- What you are asked to do -
When you reach the line with "haus: Similar to" in the data below, begin printing lines exactly, and stop once the line with "version = dist[/[0-9]+/]" has been printed.

- Data for this exercise -
↓

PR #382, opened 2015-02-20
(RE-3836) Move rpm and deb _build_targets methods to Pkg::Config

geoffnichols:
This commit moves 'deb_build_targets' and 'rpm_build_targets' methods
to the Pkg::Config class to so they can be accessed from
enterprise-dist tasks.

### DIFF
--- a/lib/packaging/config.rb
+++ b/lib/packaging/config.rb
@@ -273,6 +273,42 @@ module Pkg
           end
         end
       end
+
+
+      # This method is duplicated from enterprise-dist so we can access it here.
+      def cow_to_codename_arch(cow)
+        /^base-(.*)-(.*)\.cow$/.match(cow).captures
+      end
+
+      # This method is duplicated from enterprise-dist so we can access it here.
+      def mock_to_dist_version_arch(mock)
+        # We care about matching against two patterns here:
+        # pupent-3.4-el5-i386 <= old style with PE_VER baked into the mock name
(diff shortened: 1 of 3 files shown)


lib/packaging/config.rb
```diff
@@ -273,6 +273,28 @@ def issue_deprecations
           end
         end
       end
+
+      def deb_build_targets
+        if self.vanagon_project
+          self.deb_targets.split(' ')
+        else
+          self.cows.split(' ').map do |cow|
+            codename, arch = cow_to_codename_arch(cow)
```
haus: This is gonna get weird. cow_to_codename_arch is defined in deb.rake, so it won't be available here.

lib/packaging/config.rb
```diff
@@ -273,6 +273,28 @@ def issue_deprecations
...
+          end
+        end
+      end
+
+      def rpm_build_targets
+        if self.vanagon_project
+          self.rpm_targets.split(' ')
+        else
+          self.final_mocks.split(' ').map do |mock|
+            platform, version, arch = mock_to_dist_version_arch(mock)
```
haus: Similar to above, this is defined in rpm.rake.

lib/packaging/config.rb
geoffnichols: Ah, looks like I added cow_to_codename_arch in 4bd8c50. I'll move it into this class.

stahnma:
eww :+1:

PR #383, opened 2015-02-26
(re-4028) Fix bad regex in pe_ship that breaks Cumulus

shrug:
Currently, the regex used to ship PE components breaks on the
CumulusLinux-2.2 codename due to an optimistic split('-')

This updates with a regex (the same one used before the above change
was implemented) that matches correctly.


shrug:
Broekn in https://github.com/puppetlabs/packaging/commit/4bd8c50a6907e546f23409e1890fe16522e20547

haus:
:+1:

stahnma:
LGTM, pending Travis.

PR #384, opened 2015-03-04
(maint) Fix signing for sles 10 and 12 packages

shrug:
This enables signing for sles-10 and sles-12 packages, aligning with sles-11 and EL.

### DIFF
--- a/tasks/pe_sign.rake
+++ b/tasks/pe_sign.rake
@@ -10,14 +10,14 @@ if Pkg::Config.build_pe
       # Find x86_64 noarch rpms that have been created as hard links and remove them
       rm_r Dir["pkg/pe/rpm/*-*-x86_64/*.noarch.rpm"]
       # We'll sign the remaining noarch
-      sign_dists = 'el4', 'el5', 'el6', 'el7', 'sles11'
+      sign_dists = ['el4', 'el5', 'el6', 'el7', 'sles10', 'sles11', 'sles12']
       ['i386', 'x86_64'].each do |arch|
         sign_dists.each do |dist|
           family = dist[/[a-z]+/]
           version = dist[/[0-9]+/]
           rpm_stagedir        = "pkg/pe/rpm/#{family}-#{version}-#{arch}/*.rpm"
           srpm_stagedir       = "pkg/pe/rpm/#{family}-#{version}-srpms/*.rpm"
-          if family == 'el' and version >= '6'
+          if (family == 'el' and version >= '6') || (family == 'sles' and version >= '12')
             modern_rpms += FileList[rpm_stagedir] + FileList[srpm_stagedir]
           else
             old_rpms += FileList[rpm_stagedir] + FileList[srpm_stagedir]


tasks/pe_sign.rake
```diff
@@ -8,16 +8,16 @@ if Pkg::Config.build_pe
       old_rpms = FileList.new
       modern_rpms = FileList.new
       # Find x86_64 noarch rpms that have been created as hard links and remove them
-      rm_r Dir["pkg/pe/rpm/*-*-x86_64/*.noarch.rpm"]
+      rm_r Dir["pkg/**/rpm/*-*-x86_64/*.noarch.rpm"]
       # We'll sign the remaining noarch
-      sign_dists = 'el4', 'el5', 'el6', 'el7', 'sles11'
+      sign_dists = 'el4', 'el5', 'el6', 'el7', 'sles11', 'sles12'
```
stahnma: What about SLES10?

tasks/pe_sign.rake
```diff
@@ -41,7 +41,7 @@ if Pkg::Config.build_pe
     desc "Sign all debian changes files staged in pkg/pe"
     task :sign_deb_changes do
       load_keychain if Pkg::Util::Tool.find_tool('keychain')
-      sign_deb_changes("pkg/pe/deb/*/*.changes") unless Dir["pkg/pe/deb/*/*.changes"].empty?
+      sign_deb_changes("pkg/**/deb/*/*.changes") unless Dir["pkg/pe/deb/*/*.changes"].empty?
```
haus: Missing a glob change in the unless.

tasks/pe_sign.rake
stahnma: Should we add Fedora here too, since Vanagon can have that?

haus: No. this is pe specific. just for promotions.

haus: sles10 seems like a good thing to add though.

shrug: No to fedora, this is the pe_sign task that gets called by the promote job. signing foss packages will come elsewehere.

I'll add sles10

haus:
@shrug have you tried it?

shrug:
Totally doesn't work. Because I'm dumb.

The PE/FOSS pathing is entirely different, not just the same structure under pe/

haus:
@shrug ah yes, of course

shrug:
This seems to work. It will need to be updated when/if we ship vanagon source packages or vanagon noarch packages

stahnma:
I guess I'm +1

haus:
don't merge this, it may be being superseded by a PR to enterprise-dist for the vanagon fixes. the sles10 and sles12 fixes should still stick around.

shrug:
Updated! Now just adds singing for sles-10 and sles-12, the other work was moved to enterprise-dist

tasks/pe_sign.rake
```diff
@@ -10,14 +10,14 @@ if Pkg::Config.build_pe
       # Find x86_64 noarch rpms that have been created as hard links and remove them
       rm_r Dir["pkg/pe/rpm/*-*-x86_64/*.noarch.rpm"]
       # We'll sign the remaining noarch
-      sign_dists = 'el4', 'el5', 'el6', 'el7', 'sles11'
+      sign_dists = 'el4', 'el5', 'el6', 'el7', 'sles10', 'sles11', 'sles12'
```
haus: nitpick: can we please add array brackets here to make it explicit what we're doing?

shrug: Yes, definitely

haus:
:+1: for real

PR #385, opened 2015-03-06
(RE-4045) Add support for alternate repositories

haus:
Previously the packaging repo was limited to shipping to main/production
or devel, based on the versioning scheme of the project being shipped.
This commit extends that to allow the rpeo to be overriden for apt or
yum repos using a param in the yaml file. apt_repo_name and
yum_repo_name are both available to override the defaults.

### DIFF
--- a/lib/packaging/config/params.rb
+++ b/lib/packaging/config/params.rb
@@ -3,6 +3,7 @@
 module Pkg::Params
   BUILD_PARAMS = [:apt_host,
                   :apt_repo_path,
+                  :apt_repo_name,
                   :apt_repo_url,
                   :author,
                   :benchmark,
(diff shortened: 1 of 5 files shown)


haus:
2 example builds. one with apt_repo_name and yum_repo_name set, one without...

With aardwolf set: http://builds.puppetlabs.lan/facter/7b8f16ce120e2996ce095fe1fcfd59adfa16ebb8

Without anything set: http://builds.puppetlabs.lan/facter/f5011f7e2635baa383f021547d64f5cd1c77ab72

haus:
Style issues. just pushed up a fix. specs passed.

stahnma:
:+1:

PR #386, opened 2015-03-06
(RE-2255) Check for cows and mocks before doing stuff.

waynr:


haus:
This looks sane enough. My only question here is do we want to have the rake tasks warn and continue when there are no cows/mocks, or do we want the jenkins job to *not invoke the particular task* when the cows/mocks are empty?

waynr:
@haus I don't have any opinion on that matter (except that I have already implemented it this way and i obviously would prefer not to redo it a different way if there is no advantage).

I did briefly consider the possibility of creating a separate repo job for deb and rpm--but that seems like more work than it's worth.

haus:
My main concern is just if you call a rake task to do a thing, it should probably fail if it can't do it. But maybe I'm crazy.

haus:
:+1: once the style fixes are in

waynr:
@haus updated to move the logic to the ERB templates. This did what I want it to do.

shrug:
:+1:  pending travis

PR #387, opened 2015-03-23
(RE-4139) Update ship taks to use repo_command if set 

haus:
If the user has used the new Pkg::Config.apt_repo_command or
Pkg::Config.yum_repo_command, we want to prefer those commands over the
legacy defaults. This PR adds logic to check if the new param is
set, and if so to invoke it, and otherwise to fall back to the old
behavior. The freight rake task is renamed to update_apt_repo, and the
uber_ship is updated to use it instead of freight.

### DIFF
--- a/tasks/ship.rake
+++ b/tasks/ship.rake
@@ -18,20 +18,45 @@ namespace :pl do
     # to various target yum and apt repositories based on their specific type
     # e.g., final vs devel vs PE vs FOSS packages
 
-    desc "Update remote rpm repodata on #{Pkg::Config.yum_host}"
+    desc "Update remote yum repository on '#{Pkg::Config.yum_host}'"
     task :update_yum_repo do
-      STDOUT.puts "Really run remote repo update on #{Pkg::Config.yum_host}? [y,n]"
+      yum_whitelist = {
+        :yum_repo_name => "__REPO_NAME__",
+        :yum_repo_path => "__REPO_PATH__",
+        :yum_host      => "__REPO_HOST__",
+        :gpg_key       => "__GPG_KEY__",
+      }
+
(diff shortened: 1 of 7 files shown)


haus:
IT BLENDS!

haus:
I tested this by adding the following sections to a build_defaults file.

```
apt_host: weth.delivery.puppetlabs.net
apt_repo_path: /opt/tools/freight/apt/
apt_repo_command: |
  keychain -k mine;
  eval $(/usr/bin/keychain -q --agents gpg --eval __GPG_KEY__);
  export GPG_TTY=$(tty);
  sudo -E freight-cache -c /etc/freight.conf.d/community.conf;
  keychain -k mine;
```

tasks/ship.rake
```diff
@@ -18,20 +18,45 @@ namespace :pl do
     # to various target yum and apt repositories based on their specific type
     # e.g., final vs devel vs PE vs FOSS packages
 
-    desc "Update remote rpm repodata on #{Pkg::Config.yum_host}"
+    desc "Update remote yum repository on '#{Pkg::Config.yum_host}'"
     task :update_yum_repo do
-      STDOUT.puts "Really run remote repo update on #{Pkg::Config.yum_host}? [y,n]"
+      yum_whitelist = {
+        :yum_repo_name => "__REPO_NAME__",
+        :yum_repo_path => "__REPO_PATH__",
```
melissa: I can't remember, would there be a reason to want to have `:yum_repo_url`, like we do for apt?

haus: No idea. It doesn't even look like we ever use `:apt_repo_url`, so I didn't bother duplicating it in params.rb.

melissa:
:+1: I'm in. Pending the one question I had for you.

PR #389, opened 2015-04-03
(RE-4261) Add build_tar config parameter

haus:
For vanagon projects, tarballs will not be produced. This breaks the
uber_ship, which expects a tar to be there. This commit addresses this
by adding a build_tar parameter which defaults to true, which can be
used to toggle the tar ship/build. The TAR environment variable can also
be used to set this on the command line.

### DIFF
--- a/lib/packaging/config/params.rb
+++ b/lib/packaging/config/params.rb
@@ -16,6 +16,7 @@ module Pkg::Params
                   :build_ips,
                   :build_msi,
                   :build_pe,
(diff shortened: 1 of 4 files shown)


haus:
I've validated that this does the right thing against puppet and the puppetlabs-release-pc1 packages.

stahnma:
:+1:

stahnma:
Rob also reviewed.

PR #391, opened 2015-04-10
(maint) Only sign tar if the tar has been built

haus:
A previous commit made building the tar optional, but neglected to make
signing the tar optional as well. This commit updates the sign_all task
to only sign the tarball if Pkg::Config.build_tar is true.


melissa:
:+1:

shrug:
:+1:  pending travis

↑

- Expected answer -
haus: Similar to above, this is defined in rpm.rake.

lib/packaging/config.rb
geoffnichols: Ah, looks like I added cow_to_codename_arch in 4bd8c50. I'll move it into this class.

stahnma:
eww :+1:

PR #383, opened 2015-02-26
(re-4028) Fix bad regex in pe_ship that breaks Cumulus

shrug:
Currently, the regex used to ship PE components breaks on the
CumulusLinux-2.2 codename due to an optimistic split('-')

This updates with a regex (the same one used before the above change
was implemented) that matches correctly.


shrug:
Broekn in https://github.com/puppetlabs/packaging/commit/4bd8c50a6907e546f23409e1890fe16522e20547

haus:
:+1:

stahnma:
LGTM, pending Travis.

PR #384, opened 2015-03-04
(maint) Fix signing for sles 10 and 12 packages

shrug:
This enables signing for sles-10 and sles-12 packages, aligning with sles-11 and EL.

### DIFF
--- a/tasks/pe_sign.rake
+++ b/tasks/pe_sign.rake
@@ -10,14 +10,14 @@ if Pkg::Config.build_pe
       # Find x86_64 noarch rpms that have been created as hard links and remove them
       rm_r Dir["pkg/pe/rpm/*-*-x86_64/*.noarch.rpm"]
       # We'll sign the remaining noarch
-      sign_dists = 'el4', 'el5', 'el6', 'el7', 'sles11'
+      sign_dists = ['el4', 'el5', 'el6', 'el7', 'sles10', 'sles11', 'sles12']
       ['i386', 'x86_64'].each do |arch|
         sign_dists.each do |dist|
           family = dist[/[a-z]+/]
           version = dist[/[0-9]+/]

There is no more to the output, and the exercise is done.